To do. For the data that follows, report how many lines contain the word "Purchased", and nothing else.

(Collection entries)
PR #1306, opened 2026-08-04
test(enrollment): document and pin Purchased status derivation

fayazg:
## Summary

- Document that `deriveEnrollmentStatus` intentionally has no dedicated `'Purchased'` branch — only `'Expired'` short-circuits, while `'Active'` and `'Purchased'` are equivalent for display and both flow into the date-based derivation (EndDate + Stripe/auto-renew).
- Add tests pinning `'Purchased'` to the same outcomes as `'Active'` (active when >30 days out, expiring-soon within 30 days, expired when past) so the fall-through can't silently regress.

Follow-up to PR #732 review notes. No behavior change.

LFXV2-1664

### DIFF
--- a/packages/shared/src/utils/enrollment.utils.spec.ts
+++ b/packages/shared/src/utils/enrollment.utils.spec.ts
@@ -129,6 +129,25 @@ describe('deriveEnrollmentStatus', () => {
     const item = enrollment({ membership: membership({ endDate: daysFromNow(10) }) });
     expect(deriveEnrollmentStatus(item)).toBe('Expiring Soon');
   });
+
+  // 'Purchased' has no dedicated branch — it deliberately flows into the same date-based derivation
+  // as 'Active'. These pin that equivalence so the fall-through can't silently regress.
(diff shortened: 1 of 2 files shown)


luismoriguerra (dismissed):
Approving — tests + comments only, no behavior change.

- The comment matches the code: `'Expired'` is the only short-circuit; `'Active'`/`'Purchased'` both fall through to the date/Stripe derivation.
- The three new cases correctly pin that fall-through and reuse the existing builders, so no fixture drift.
- Nit (non-blocking): `'Purchased'` + stripe + autoRenew isn't covered, but that branch is already pinned for `'Active'`.

**Merge-order note:** this collides with #1334, which renames these same fields to camelCase and is *not* built on this branch. Merging this one first is the cheaper order — #1334 then just camelCases the three new tests. The reverse drags PascalCase fixtures back in on rebase. Needs a rebase on `main` either way (currently behind).

---

dealako (approved):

Solution for this task. 6